It wont be simply because its an extremely risky thing to do, and extremely time consuming, and thats mainly because Anet has no idea what kind of PCs people are using to play it, or what type of Internet connection they have or what speed they get.
You risk alienating a large component of your player base doing something like this.
A good example is to look at the specs required to play WOW, which are XP or better and DX9 or better, and its been like that since the game was first released.
Returning player here. I think the game runs fine, way better than it did at launch. The x64 client was a huge improvement, and it eliminated the only frequent crashes I ever experienced, which was when 3 zergs would meet in WvW. I’m not sure what other changes took place while I was gone, but it runs much smoother than I remember, even if the framerate still drops during huge battles.
If you want to see unstable, try playing Overwatch. That’s what I played while I was on hiatus from GW2, and while it has been a fun game, I’ve never seen a game more sensitive to connection issues. The slightest hiccup in your connection, and you’re knocked offline and locked out of competitive for the next 10 minutes. GW2 is rock solid by comparison.
The game runs fine, does not disconnect at all, I have no lag except with large map-wide battles in WvW which can not be avoided (has nothing to do with DirectX version or game engine).
If you constantly get bad fps and serious lag you may want to check your own PC and uninstall all those other programs draining power from system components. Or turn down all those overclocks you do not need, that only make your machine unstable and overheating.
(edited by FogLeg.9354)
Short Answer: No. I can’t remember where it was stated by Anet but they have already said there is so spaghetti code that theres no chance of engine improvement.
To be fair, I find the graphics good enough for me as they are so i’m pretty happy
and it’s still using DirectX 9 last I checked which by itself borders on unacceptable in 2017 for many people.

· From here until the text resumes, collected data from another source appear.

PR #271, opened 2017-05-26
utils: Fix the script installing CNI plugins

sboeuf:
Because CNI recently moved all their plugins to a different repo, we have to update our scripts to make sure we can still build CNI plugins from sources. This is needed for our CI to continue to be functional.
The new repo is: github.com/containernetworking/plugins

### DIFF
--- a/utils/virtcontainers-setup.sh
+++ b/utils/virtcontainers-setup.sh
@@ -59,7 +59,7 @@ cp -r ${busybox_bundle}/* ${pause_bundle}/
 echo -e "Move to ${tmpdir}/${virtcontainers_build_dir}"
 pushd ${tmpdir}/${virtcontainers_build_dir}
 echo "Clone cni"
-git clone https://github.com/containernetworking/cni.git
+git clone https://github.com/containernetworking/plugins.git
 
 echo "Copy CNI config files"
 cp $GOPATH/src/github.com/containers/virtcontainers/test/cni/10-mynet.conf ${ETCDIR}/cni/net.d/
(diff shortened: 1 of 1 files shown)


utils/virtcontainers-setup.sh
```diff
@@ -59,7 +59,7 @@ cp -r ${busybox_bundle}/* ${pause_bundle}/
 echo -e "Move to ${tmpdir}/${virtcontainers_build_dir}"
 pushd ${tmpdir}/${virtcontainers_build_dir}
 echo "Clone cni"
-git clone https://github.com/containernetworking/cni.git
+git clone https://github.com/containernetworking/plugins.git
```
jodh-intel: Since we vendor this package, shouldn't this script really be using the output of `dep status`?

sboeuf: We only vendor this package because of the libcni we need inside virtcontainers. But what we need from this script are the plugins. And since the plugins have been moved to a different repo, there are no reason we want to follow a specific version, does that make sense ?

jodh-intel: The point is that this change *should* have broken our `master` builds, but somehow didn't.

I've re-triggered builds on `master` with Travis and sure enough they fail as a result of the upstream change.

If we make `virtcontainers-setup.sh` use the same version of that repo as we use for vendoring, we're immune from upstream changes and know that what we are testing with is in sync with what virtcontainers is using.

sboeuf: Vendoring the script would have made sense if they didn't move the plugins to a different repo. But now that they are in a separate one, there is no way to track a kind of synchronization between both repos (cni and plugins).

jodh-intel: Frankly, I'm still not happy with this, however I see now that this change is "no worse" than what was there before (which was also just pulling from the tip). So in the interests of unbreaking the build let's merge this. However, I think we need to do better going forward and consider whether we should just pull the bleeding edge here.

jodh-intel:
for the sake of unborking the `master` build...

lgtm.

PR #272, opened 2017-05-26
Generalise *logrus.Logger to the logrus.FieldLogger interface

dlespiau:
We don't really want a Logger object, but either a Logger or an Entry. Using the FieldLogger interface leaves a choice to users.

Took the opportunity to rename SetLog to SetLogger as well, looks slightly better to me.

### DIFF
--- a/api.go
+++ b/api.go
@@ -28,10 +28,10 @@ func init() {
 	runtime.LockOSThread()
 }
 
-var virtLog = logrus.New()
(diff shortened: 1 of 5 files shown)


jodh-intel:
Travis is complaining due to #271 not having landed yet.

jodh-intel:
lgtm

sboeuf:
LGTM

You do realize, i hope, that almost certainly this has no significant impact on game performance?
Remember, remember, 15th of November
Excelsior.
The game is badly optimized and outdated somewhat, it’s clear and simple.
Many people brought the core aspects up already and there is no point in beating the horse all over, but GW2 is the only game that did not get any benefits of my recent €2.400 PC upgrade… Which is somewhat a shame because it’s a big share of my PC gaming.
As video editor, I upgraded to a Ryzen, an Octacore. An incredible powermachine with awesome performance. Video rendering, using jDownloader (ressource hogging Java!) to Demux a Let’s Play playlist from Youtube, watch Videos on Youtube or playing a game meanwhile all at the same time: No problem, thanks to 8 cores – or better: 16 threads. GW2 however has zero improvements, because my Ryzen’s cores are 3.6 GHz average. Loading takes ages but when I look at my ressources, the game takes barely any ressources at all and I ask where’s that loading time going to. League of Legends for example loads for me in 15 seconds but uses 1.35 GByte of RAM. Too much, but reasonable for that loading time. RAM and VRAM in GW2 are not a problem. The only benefits I got compared to my i7-3770 I had before come from my GTX1080. It is sucking up some performance downgrades due to weaker (but more) cores I have now..
The network however is as stable as it can get. I had a few disconnects over the past years but all these lost their packets in a scandinavian node. Neither my ISP nor ArenaNets fault. There is so far not a single “maintenance” that I noticed unlike FF14 for example. Download speed reaches maximum of my 50 MBit connection (6 MByte/s) unlike FF14 which has often below 1 MByte/s.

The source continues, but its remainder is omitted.